* _WORK TASK_
Even if a line seems odd, print it as it is, and include every record.

* _SUPPLIED MATERIAL_
PR #5511, opened 2026-05-14
FacturX > Cii

mariohd:
The serializers and services under `app/serializers/e_invoices/factur_x/` and `app/services/e_invoices/*/factur_x/` were named after Factur-X, but they actually produce Cross Industry Invoice (CII) XML. Factur-X is the *hybrid output format* — a PDF/A-3 file with a CII XML stream embedded as an attachment — and is assembled one level up in `Invoices::GeneratePdfService#attach_facturx` (and its credit-note and payment-receipt equivalents), where the PDF is generated and the XML is embedded. The XML-producing namespace itself produces pure CII, so the directory and module names should reflect that.

This PR is a cosmetic rename. The classes, generated XML, env vars, schema, and operator-facing API are all unchanged — only file paths and Ruby constants move.

## What moved

|  | Before | After |
| --- | --- | --- |
| Component serializers | `app/serializers/e_invoices/factur_x/*` | `app/serializers/e_invoices/cii/*` |
| Per-document builders | `app/serializers/e_invoices/{invoices,credit_notes,payments}/factur_x/builder.rb` | `…/cii/builder.rb` |
| Per-document create services | `app/services/e_invoices/{invoices,credit_notes,payments}/factur_x/create_service.rb` | `…/cii/create_service.rb` |
| All spec mirrors | `spec/{serializers,services}/e_invoices/.../factur_x/*` | `…/cii/*` |
| Module names | `EInvoices::FacturX::*` | `EInvoices::Cii::*` |
| Helper key | `XMLHelper::NAMESPACES[:factur_x]` | `XMLHelper::NAMESPACES[:cii]` |
| PDF service callers (constant references only) | `EInvoices::*::FacturX::CreateService` | `EInvoices::*::Cii::CreateService` |

## What did not move

The `attach_facturx` method in `Invoices::GeneratePdfService`, `CreditNotes::GeneratePdfService`, and `PaymentReceipts::GeneratePdfService` keeps its name. That method's job — embedding CII XML inside a PDF/A-3 — is genuinely Factur-X, so the name is still accurate at the call site even though the inner serializer namespace is now `Cii`.

## Test plan

- [ ] `bundle exec rspec spec/serializers/e_invoices/` (every CII and UBL serializer spec — both load the shared `spec/support/xml_helper.rb`)
- [ ] `bundle exec rspec spec/services/e_invoices/` (the renamed `cii/create_service.rb` files)
- [ ] `bundle exec rspec spec/services/{invoices,credit_notes,payment_receipts}/generate_pdf_service_spec.rb` (PDF callers stubbing the renamed constants)
- [ ] `grep -rn 'FacturX\|factur_x' app/ spec/ lib/` returns no results
- [ ] `bundle exec rubocop` clean on the 44 changed files

## Migration

None. Pure internal rename with no behavior change, no schema change, no env-var change, and no public-API change. Operators see nothing.


app/serializers/e_invoices/cii/applicable_trade_tax.rb
```diff
@@ -1,7 +1,7 @@
 # frozen_string_literal: true
 
 module EInvoices
-  module FacturX
+  module Cii
```
aquinofb, line 4: Shall we add CII as an acronym?

aquinofb (approved):

app/serializers/e_invoices/cii/applicable_trade_tax.rb
mariohd: having the acronym will require to add a new initializer just for it. 
I dont think this is necessary for a "cosmetic" change.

* _REPLY TO THE TASK_
PR #5511, opened 2026-05-14
FacturX > Cii

mariohd:
The serializers and services under `app/serializers/e_invoices/factur_x/` and `app/services/e_invoices/*/factur_x/` were named after Factur-X, but they actually produce Cross Industry Invoice (CII) XML. Factur-X is the *hybrid output format* — a PDF/A-3 file with a CII XML stream embedded as an attachment — and is assembled one level up in `Invoices::GeneratePdfService#attach_facturx` (and its credit-note and payment-receipt equivalents), where the PDF is generated and the XML is embedded. The XML-producing namespace itself produces pure CII, so the directory and module names should reflect that.

This PR is a cosmetic rename. The classes, generated XML, env vars, schema, and operator-facing API are all unchanged — only file paths and Ruby constants move.

## What moved

|  | Before | After |
| --- | --- | --- |
| Component serializers | `app/serializers/e_invoices/factur_x/*` | `app/serializers/e_invoices/cii/*` |
| Per-document builders | `app/serializers/e_invoices/{invoices,credit_notes,payments}/factur_x/builder.rb` | `…/cii/builder.rb` |
| Per-document create services | `app/services/e_invoices/{invoices,credit_notes,payments}/factur_x/create_service.rb` | `…/cii/create_service.rb` |
| All spec mirrors | `spec/{serializers,services}/e_invoices/.../factur_x/*` | `…/cii/*` |
| Module names | `EInvoices::FacturX::*` | `EInvoices::Cii::*` |
| Helper key | `XMLHelper::NAMESPACES[:factur_x]` | `XMLHelper::NAMESPACES[:cii]` |
| PDF service callers (constant references only) | `EInvoices::*::FacturX::CreateService` | `EInvoices::*::Cii::CreateService` |

## What did not move

The `attach_facturx` method in `Invoices::GeneratePdfService`, `CreditNotes::GeneratePdfService`, and `PaymentReceipts::GeneratePdfService` keeps its name. That method's job — embedding CII XML inside a PDF/A-3 — is genuinely Factur-X, so the name is still accurate at the call site even though the inner serializer namespace is now `Cii`.

## Test plan

- [ ] `bundle exec rspec spec/serializers/e_invoices/` (every CII and UBL serializer spec — both load the shared `spec/support/xml_helper.rb`)
- [ ] `bundle exec rspec spec/services/e_invoices/` (the renamed `cii/create_service.rb` files)
- [ ] `bundle exec rspec spec/services/{invoices,credit_notes,payment_receipts}/generate_pdf_service_spec.rb` (PDF callers stubbing the renamed constants)
- [ ] `grep -rn 'FacturX\|factur_x' app/ spec/ lib/` returns no results
- [ ] `bundle exec rubocop` clean on the 44 changed files

## Migration

None. Pure internal rename with no behavior change, no schema change, no env-var change, and no public-API change. Operators see nothing.


app/serializers/e_invoices/cii/applicable_trade_tax.rb
```diff
@@ -1,7 +1,7 @@
 # frozen_string_literal: true
 
 module EInvoices
-  module FacturX
+  module Cii
```
aquinofb, line 4: Shall we add CII as an acronym?

aquinofb (approved):

app/serializers/e_invoices/cii/applicable_trade_tax.rb
mariohd: having the acronym will require to add a new initializer just for it. 
I dont think this is necessary for a "cosmetic" change.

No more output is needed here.